Bei der vierfachen Mutter Ma Khin Khin (ihren Bericht lesen) wurde im Februar dieses Jahres HIV diagnostiziert und dann auch noch CMV-Retinitis. Sie ist nun die erste Patientin in Myanmar, die das orale Medikament erhalten hat. «Ich habe keine Nebenwirkungen gespürt und fühle mich jetzt besser», sagt Ma Khin Khin. «Am Anfang war das anders, und ich konnte nur liegen. Jetzt kann ich sogar wieder sehen und die Textnachrichten auf meinem Mobiltelefon lesen.»

In den reichen Ländern gelten die Injektionen als unmenschlich

«Wir verfügen über die nötigen Medikamente, um das Leid durch CMV-Retinitis in einkommensschwachen und von HIV betroffenen Ländern zu lindern und eine Erblindung zu verhindern», sagt Marcelo Fernandez, medizinischer Koordinator bei MSF. «In den reichen Ländern gilt die gegenwärtige Behandlungsmethode als unmenschlich und schlicht inakzeptabel. Wir müssen uns dafür einsetzen, dass sie auch in armen Ländern bald der Vergangenheit angehört.»
Die Therapie gegen CMV-Retinitis ist noch immer nicht Teil der aktuellen oder der kommenden Richtlinien der Weltgesundheitsorganisation (WHO) über die Behandlung von HIV in ärmeren Regionen. MSF drängt die WHO, diese Richtlinien zu überarbeiten und eine Übernahme in die nationalen Behandlungsprotokolle voranzutreiben.

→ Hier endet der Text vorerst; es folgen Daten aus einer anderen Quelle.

PR #1087, opened 2026-07-13
upper bound for 'http-types'

Vlix:
Because I'm preparing for a major-major rework of headers (in the far future), we should add upper bounds in future releases ASAP. The packages that do not use headers from 'http-types' do not need an upper bound. ('wai' uses type synonyms only, which is forwards-compatible)

I have not bumped any versions, since this can just be updated when a new release is made.
We're going to have to revise a bunch of older versions anyway if an `http-types-1.x` is released.

### DIFF
--- a/wai-app-static/wai-app-static.cabal
+++ b/wai-app-static/wai-app-static.cabal
@@ -27,7 +27,7 @@ library
     build-depends:   base                      >= 4.12     && < 5
                    , wai                       >= 3.0      && < 3.3
                    , bytestring                >= 0.10.4
-                   , http-types                >= 0.7
+                   , http-types                >= 0.7      && < 1
                    , transformers              >= 0.2.2
                    , unix-compat               >= 0.2
                    , directory                 >= 1.0.1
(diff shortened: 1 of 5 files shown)


wai-app-static/wai-app-static.cabal
```diff
@@ -27,7 +27,7 @@ library
     build-depends:   base                      >= 4.12     && < 5
                    , wai                       >= 3.0      && < 3.3
                    , bytestring                >= 0.10.4
-                   , http-types                >= 0.7
+                   , http-types                >= 0.7      && < 1
```
kazu-yamamoto, line 30: `warp` requires `> 0.12`. Why don't you require the same here?

Vlix: The lowest acceptable `warp` version (`3.0.11`) has `http-types >= 0.8.5`, so it's not even too far off. But keeping those the same is unnecessary. If this package can build with `0.7`, that's enough for version resolution. 

It's also technically more correct from a holistic point of view, since a future `warp` version _COULD_ (theoretically) allow `http-types >= 0.1`, and then suddenly the restriction here would be "wrong" (since it _CAN_ build with lower than `0.12`)

kazu-yamamoto (approved):
Now LGTM.

kazu-yamamoto:
Rebased and merged.

PR #1088, opened 2026-07-13
Safer IndexedHeader 

Vlix:

---

Unfortunately, the `IndexedHeader` type is exposed in the `Internal` module, but this is a safer version without any extra overhead.
And this `RequestHeaderIndex` wasn't exposed anyway, the `IndexedHeader` from `recvRequest` can't really be inspected reliably, so the types seem to only be exposed to allow users to use `recvRequest` into `sendResponse`.
This is why I feel this is a safe enough change to make, which _might_ break something, but I don't foresee a large amount of packages using `recvRequest/sendResponse`.

If you know any packages that use that API, do tell.

### DIFF
--- a/warp/ChangeLog.md
+++ b/warp/ChangeLog.md
@@ -1,5 +1,12 @@
 # ChangeLog for warp
 
+## 3.4.15
+
+* Add phantom type parameter to `IndexedHeader` to catch request/response
+  mismatches at compile time. This does change the API of
+  `Network.Wai.Handler.Warp.Internal`, so this gets a minor version bump.
+  [#1088](https://github.com/yesodweb/wai/pull/1088)
+
 ## 3.4.14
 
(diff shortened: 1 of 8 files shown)


kazu-yamamoto:
Is my understanding correct? In this PR, phantom types are used to distinguish between the index types for requests and responses, thereby enhancing safety.

> If you know any packages that use that API, do tell.

I don't know such packages.

Vlix:
That is exactly what's happening here, yes.

kazu-yamamoto (approved):
LGTM.

Vlix:
I'll be away for a week on vacation. Afterwards, I'll combine #1086 with this (and #1087) before publishing a new version, I think.

kazu-yamamoto:
Have a nice vacation.
I will do what I can, but I'll leave the release up to you.

PR #1090, opened 2026-07-19
warp: hot-path performance optimizations (+101% keep-alive throughput, -51% allocation)

seanparsons:
## Summary

A series of hot-path optimizations for warp (plus small changes to `recv` and `time-manager`), found by profiling and syscall-tracing a keep-alive hello-world server and verified end to end. Cumulative effect on the same hardware/workload (wrk -t4 -c100, server `-N4`, GHC 9.10.3):

|  | stock warp 3.4.15 | this branch |
|---|---|---|
| hello-world throughput | 35.7k req/s | **71.7k req/s (+101%)** |
| allocation per request | 13.7 KB | **6.7 KB (-51%)** |
| `sendResponse` (4-header builder response) | 1.58 us | **290 ns (-82%)** |
| syscalls per request | recv + send + epoll_ctl + ~28 futex ops | **recv + send** |

Also validated against a real production Servant app (full middleware stack, DB pool, logging): +57-80% throughput on light endpoints, +27% on a 124KB HTML page, ~40% lower latency, byte-identical response bodies.

## The two big ones

**Optimistic recv (last commit).** `makeGracefulRecv` (introduced with graceful shutdown, on the hot path for every `runSettings` server) registers with the IO manager and parks in STM on *every* receive, even though under load the next request is nearly always already in the kernel buffer. The branch tries a direct non-blocking `recv(2)` first and only falls back to the STM/shutdown machinery on would-block. A syscall census went from ~1 `epoll_ctl` + ~28 `futex` per request to 186 and 725 *total* across 198k requests.

**Timer traffic (commit 5).** Every request performed 3+ operations against GHC's global TimerManager (pause/resume/tickle; streaming did resume+pause per fragment). `time-manager` now caches the TimerManager in the Handle and rate-limits `tickle` to one real `updateTimeout` per min(1s, timeout/4) using a monotonic-clock check; streaming keeps the timeout armed with a rate-limited tickle per fragment. This commit alone was +45% throughput.

The remaining commits: single-pass response-header handling, composing the header directly into the connection write buffer (saves a full memcpy + pinned allocation per response), strict-record header indexes on both request and response side, a cached `ForeignPtr` in `WriteBuffer`, and a lazily-built request vault.

## Correctness

- Full warp spec suite passes at every commit boundary I built (and on the final tree).
- Wire bytes diffed against master for content-length, chunked, and many-header responses: byte-identical including chunked framing.
- Timeout behavior after the timer changes verified manually: idle, keep-alive-then-idle, and stalled-streaming connections all closed at ~3.01s with `setTimeout 3`.
- The vault laziness was proven with a temporary trace probe (plus a control run).

## Behavior changes maintainers should weigh

1. **Timeout precision** (timer commit): timeouts can fire up to min(1s, timeout/4) early relative to the last suppressed tickle.
2. **Streaming timeout semantics** (timer commit): the timeout is now armed while user code runs between fragments, so a `responseStream` that emits nothing for a full timeout period is killed (previously it could stall forever between fragments). Streams that write at least once per timeout period, or send heartbeats, are unaffected. This closes a slowloris-shaped gap but is observable for e.g. SSE without heartbeats.
3. **Graceful shutdown edge** (recv commit): a request already in the kernel buffer when shutdown begins is now served (pre-graceful-shutdown behavior for bytes the client already sent).
4. **API changes**: `Connection.connAppsInProgress` and `makeGracefulRecv` change `TVar Int` -> `IORef Int` (exposed via `Internal`); `WriteBuffer` gains a `bufFPtr` field; `Header.hs` drops the now-unused array machinery. The STM->IORef commit measured neutral on its own, so I'm happy to drop it if the API churn isn't worth it.
5. `receiveNoWait` (recv) uses a direct FFI `recv(2)` because `Network.Socket.recvBufNoWait` isn't exported from `network`'s public API; on Windows it returns `Nothing` (unchanged behavior). If exporting `recvBufNoWait` upstream is preferred I can switch to it.

## Benchmarks included

The first commit adds `warp:bench:response`, an end-to-end criterion benchmark of `sendResponse` with a sink `Connection` — the response side previously had no benchmark coverage at all. Each commit message carries its measured effect.

### DIFF
--- a/cabal.project
+++ b/cabal.project
@@ -11,3 +11,5 @@ packages:
     wai-websockets
     wai-conduit
     time-manager
+
+benchmarks: True
--- a/recv/Network/Socket/BufferPool.hs
+++ b/recv/Network/Socket/BufferPool.hs
@@ -24,9 +24,11 @@ module Network.Socket.BufferPool (
     -- * Recv
     Recv,
     receive,
+    receiveNoWait,
     BufferPool,
     newBufferPool,
     withBufferPool,
+    tryWithBufferPool,
 
     -- * RecvN
     RecvN,
--- a/recv/Network/Socket/BufferPool/Buffer.hs
+++ b/recv/Network/Socket/BufferPool/Buffer.hs
@@ -1,6 +1,7 @@
 module Network.Socket.BufferPool.Buffer (
     newBufferPool,
     withBufferPool,
+    tryWithBufferPool,
     mallocBS,
     copy,
 ) where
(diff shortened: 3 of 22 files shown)


seanparsons:
Splitting this into independently reviewable PRs as offered, each build- and spec-verified standalone:

- #1091: response-path benchmark (the measurement rig the others quote)
- #1092: single-pass response header handling
- #1093: request-header index as a strict record
- #1094: compose header directly into the write buffer
- #1095: cached ForeignPtr in WriteBuffer
- #1096: lazy request vault
- #1097: time-manager, cached TimerManager + rate-limited tickle
- #1098: warp, fewer timer ops around streaming bodies (pairs with #1097)
- #1099: optimistic non-blocking recv (recv + warp, the biggest single win)
- ~~#1100: in-flight counter STM → IORef~~ (withdrawn: measured neutral, not worth the API churn)

This branch remains as the combined reference (+101% keep-alive throughput, −51% allocation when everything is applied together).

Aktivitäten von MSF in Myanmar

MSF hat bislang vier Patienten in Dawei mit Valganciclovir behandelt und hervorragende Ergebnisse erzielt. Bis 2015 sollen alle Patienten in Myanmar, bei denen CMV-Retinitis diagnostiziert wird, das Medikament erhalten. MSF begann den Kampf gegen die Krankheit in Myanmar 2006 und hat seitdem rund 1'130 Patienten mit intraokularen Injektionen behandelt. Darüber hinaus hat MSF in Myanmar mehr als 40 Ärzte für die Diagnose und Behandlung der Krankheit geschult.
MSF ist in Myanmar seit 2000 in der Stadt Dawei in der Division Tanintharyi tätig. In Zusammenarbeit mit dem Gesundheitsministerium von Myanmar betreut die Organisation derzeit Patienten mit HIV und Tuberkulose (TB). Zudem arbeiten verschiedene MSF-Teams auch in den States Shan und Kachin sowie in der Division Yangon. Dort behandeln und betreuen sie mehr als 30'000 HIV/Aids-Patienten sowie 3'000 Menschen, die an Tuberkulose und deren medikamentenresistenten Formen leiden.